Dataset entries
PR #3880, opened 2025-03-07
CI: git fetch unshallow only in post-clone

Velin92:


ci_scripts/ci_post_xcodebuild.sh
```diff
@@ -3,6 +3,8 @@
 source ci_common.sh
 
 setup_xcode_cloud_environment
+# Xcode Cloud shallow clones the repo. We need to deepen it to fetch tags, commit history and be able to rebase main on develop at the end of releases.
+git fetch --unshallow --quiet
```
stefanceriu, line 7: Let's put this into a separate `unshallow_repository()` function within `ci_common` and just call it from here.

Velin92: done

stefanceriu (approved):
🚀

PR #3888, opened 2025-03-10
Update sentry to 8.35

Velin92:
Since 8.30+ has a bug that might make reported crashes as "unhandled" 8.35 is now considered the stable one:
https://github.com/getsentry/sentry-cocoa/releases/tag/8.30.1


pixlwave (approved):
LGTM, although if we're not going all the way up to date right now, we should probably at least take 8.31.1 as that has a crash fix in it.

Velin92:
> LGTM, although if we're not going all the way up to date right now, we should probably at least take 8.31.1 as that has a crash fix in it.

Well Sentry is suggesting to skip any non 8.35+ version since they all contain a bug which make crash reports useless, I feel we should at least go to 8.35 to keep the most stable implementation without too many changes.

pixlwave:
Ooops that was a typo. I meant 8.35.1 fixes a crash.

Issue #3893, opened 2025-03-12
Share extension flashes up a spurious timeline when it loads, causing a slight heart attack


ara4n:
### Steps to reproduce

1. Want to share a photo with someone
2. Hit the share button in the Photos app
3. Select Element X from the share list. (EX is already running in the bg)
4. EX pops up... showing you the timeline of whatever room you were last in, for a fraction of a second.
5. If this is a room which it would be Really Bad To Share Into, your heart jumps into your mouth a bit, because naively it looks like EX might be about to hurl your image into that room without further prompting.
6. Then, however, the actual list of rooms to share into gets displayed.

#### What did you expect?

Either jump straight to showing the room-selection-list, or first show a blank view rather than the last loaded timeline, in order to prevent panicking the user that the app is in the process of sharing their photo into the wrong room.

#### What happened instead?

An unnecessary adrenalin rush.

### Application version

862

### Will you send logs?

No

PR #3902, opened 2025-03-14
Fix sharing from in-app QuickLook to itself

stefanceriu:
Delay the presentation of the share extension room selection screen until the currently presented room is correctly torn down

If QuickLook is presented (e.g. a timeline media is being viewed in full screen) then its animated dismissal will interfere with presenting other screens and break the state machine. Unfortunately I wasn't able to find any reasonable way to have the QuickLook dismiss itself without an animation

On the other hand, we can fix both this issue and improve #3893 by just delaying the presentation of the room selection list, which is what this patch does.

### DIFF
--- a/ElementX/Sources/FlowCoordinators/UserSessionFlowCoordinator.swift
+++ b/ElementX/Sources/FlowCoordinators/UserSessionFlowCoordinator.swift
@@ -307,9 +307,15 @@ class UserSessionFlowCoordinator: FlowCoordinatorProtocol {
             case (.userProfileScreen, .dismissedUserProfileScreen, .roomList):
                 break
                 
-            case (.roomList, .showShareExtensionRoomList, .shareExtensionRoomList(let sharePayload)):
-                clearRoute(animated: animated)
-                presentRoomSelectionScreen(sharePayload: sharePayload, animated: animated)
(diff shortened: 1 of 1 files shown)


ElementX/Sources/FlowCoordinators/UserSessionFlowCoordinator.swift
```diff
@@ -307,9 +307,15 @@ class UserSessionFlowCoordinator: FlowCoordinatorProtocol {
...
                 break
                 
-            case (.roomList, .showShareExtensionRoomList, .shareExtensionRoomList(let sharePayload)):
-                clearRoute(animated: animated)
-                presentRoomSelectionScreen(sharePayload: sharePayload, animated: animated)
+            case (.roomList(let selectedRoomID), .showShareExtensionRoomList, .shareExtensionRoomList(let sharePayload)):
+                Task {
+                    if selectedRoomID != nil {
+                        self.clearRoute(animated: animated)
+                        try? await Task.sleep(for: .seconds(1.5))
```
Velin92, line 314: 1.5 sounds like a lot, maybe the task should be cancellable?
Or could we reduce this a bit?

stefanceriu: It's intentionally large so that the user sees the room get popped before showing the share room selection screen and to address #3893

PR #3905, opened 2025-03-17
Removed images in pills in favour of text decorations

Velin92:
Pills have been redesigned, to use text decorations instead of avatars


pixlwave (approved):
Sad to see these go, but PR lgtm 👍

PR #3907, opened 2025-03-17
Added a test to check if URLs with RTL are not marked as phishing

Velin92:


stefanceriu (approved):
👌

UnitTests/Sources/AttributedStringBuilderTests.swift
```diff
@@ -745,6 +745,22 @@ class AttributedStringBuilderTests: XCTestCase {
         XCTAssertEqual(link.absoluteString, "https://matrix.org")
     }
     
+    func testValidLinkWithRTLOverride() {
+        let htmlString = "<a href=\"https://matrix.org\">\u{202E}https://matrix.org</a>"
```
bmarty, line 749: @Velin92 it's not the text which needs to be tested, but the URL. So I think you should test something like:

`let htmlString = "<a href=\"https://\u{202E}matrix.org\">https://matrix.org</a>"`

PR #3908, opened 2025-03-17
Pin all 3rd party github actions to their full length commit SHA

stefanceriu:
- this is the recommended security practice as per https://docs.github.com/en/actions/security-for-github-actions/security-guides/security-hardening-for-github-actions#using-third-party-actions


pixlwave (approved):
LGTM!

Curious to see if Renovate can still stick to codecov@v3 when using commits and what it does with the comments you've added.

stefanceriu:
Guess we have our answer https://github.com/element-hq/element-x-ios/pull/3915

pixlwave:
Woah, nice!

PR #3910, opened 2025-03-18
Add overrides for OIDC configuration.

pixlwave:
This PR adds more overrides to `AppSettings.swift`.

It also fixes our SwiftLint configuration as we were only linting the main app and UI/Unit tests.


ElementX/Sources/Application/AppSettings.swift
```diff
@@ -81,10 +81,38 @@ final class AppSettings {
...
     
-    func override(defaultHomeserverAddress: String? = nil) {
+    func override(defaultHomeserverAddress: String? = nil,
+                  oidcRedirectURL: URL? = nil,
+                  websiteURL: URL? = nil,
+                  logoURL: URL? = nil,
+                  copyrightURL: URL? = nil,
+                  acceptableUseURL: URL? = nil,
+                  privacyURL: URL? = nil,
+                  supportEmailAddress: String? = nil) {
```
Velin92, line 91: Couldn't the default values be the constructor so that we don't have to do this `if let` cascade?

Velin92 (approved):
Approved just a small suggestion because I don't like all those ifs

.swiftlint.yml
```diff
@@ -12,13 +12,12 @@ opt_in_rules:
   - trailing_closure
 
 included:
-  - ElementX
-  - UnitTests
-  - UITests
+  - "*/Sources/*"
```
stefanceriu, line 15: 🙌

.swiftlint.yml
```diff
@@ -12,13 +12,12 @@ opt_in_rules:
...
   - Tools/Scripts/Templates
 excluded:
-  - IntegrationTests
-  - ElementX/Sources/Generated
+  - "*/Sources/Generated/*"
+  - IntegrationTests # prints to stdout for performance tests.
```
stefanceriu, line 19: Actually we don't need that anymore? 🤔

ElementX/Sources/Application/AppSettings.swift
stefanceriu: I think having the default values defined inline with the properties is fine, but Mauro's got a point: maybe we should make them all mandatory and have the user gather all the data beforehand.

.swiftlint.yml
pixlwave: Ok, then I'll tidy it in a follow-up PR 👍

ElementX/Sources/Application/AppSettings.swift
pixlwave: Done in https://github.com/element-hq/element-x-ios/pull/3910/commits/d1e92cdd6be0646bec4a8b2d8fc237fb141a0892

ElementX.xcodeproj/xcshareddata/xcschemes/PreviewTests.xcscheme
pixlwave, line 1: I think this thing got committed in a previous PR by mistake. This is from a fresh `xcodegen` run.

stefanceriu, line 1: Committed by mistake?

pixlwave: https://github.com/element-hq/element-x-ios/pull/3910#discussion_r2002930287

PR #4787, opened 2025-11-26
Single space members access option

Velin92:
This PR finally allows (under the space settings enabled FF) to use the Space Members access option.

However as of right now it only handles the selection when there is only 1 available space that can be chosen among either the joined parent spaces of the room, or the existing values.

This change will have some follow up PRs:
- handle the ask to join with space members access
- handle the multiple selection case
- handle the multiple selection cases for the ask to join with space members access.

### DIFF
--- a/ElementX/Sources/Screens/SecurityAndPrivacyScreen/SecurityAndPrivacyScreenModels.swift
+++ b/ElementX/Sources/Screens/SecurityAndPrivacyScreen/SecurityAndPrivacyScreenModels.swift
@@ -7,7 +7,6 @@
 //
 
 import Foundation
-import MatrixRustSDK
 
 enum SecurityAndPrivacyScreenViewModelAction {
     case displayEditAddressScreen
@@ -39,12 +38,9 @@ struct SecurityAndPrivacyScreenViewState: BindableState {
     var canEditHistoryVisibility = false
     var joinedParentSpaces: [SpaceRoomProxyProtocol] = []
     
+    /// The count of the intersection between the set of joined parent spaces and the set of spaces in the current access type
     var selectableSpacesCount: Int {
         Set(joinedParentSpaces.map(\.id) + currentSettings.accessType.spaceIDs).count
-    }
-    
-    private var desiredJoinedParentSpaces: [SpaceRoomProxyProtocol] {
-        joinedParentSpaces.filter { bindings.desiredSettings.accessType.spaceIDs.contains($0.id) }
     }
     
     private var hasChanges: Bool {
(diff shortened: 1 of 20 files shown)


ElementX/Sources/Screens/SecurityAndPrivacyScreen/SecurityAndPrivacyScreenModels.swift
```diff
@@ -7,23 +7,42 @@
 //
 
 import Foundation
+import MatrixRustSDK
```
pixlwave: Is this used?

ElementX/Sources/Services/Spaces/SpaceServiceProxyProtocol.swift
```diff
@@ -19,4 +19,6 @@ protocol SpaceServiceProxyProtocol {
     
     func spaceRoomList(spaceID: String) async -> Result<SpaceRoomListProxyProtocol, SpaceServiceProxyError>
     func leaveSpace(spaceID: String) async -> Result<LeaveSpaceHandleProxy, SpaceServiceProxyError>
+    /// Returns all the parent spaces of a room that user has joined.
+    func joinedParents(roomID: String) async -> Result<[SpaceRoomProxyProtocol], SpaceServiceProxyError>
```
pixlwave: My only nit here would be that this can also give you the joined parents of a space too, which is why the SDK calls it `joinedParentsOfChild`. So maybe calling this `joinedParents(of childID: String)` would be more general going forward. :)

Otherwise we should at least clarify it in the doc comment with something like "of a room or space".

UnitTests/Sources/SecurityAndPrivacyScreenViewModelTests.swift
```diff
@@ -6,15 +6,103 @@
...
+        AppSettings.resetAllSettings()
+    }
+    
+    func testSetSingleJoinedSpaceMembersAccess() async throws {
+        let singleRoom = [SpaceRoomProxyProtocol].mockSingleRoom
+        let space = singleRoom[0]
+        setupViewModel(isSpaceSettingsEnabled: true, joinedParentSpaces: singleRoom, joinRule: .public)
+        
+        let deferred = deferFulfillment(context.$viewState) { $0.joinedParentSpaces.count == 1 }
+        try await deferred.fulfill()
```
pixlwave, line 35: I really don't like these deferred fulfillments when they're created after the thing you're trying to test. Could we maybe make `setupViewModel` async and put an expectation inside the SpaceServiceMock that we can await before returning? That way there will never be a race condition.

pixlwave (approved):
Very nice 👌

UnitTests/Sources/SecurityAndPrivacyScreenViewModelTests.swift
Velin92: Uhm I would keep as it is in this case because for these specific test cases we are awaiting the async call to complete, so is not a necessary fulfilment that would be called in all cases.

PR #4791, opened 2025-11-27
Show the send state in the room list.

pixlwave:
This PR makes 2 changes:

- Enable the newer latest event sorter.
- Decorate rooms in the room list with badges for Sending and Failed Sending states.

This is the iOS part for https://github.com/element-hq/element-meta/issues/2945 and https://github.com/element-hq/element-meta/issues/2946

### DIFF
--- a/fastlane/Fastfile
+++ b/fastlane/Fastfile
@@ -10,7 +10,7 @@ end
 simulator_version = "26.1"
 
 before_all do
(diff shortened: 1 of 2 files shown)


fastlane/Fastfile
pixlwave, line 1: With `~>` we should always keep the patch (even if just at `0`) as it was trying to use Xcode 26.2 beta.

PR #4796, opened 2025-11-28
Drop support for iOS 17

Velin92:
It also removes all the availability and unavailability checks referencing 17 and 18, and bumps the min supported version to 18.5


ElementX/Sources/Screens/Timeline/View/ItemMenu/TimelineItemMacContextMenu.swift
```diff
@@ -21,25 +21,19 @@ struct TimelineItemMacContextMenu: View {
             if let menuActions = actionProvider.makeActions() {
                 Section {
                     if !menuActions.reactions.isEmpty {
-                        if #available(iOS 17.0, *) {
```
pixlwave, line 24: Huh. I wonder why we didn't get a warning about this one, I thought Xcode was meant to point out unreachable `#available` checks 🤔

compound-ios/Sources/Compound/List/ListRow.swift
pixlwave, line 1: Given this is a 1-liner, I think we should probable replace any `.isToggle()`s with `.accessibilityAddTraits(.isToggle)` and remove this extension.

Your task: Take the lines above from the one containing "(diff shortened: 1 of 1 files shown)" to the one containing "bmarty, line 749: @Velin92" and retype them exactly, both ends included, with nothing added.

Expected output:
(diff shortened: 1 of 1 files shown)


ElementX/Sources/FlowCoordinators/UserSessionFlowCoordinator.swift
```diff
@@ -307,9 +307,15 @@ class UserSessionFlowCoordinator: FlowCoordinatorProtocol {
...
                 break
                 
-            case (.roomList, .showShareExtensionRoomList, .shareExtensionRoomList(let sharePayload)):
-                clearRoute(animated: animated)
-                presentRoomSelectionScreen(sharePayload: sharePayload, animated: animated)
+            case (.roomList(let selectedRoomID), .showShareExtensionRoomList, .shareExtensionRoomList(let sharePayload)):
+                Task {
+                    if selectedRoomID != nil {
+                        self.clearRoute(animated: animated)
+                        try? await Task.sleep(for: .seconds(1.5))
```
Velin92, line 314: 1.5 sounds like a lot, maybe the task should be cancellable?
Or could we reduce this a bit?

stefanceriu: It's intentionally large so that the user sees the room get popped before showing the share room selection screen and to address #3893

PR #3905, opened 2025-03-17
Removed images in pills in favour of text decorations

Velin92:
Pills have been redesigned, to use text decorations instead of avatars


pixlwave (approved):
Sad to see these go, but PR lgtm 👍

PR #3907, opened 2025-03-17
Added a test to check if URLs with RTL are not marked as phishing

Velin92:


stefanceriu (approved):
👌

UnitTests/Sources/AttributedStringBuilderTests.swift
```diff
@@ -745,6 +745,22 @@ class AttributedStringBuilderTests: XCTestCase {
         XCTAssertEqual(link.absoluteString, "https://matrix.org")
     }
     
+    func testValidLinkWithRTLOverride() {
+        let htmlString = "<a href=\"https://matrix.org\">\u{202E}https://matrix.org</a>"
```
bmarty, line 749: @Velin92 it's not the text which needs to be tested, but the URL. So I think you should test something like:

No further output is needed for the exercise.